PR #211, opened 2016-07-26
OCA financial reports

jcoux:
PR for OCA financial reports.

It's based on PR https://github.com/OCA/account-financial-reporting/pull/196 which has been started at Sorrento code sprint.

The content description is available at this URL :
http://bit.ly/29XNpec

What was done :
- General Ledger (PDF / XLSX)
- Trial Balance (PDF / XLSX)
- Open Items (PDF / XLSX)
- Aged Parner Balance (PDF / XLSX)

PR #219, opened 2016-09-07
Performance improvement for OCA accounting reports

jcoux:
This PR complete the PR https://github.com/OCA/account-financial-reporting/pull/211 with a performance improvement for OCA accounting reports.
- Deletion of joins between tables with "OR" clauses
- Deletion of useless data generation of General Ledger report for Trial Balance report
- Customization of xlsxwriter options to limit usage of memory for xlsx files generation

□ □ □ □ □ □ □

In the data above, find each line where the string "Balance" appears, then copy it.

- Trial Balance (PDF / XLSX)
- Aged Parner Balance (PDF / XLSX)
- Deletion of useless data generation of General Ledger report for Trial Balance report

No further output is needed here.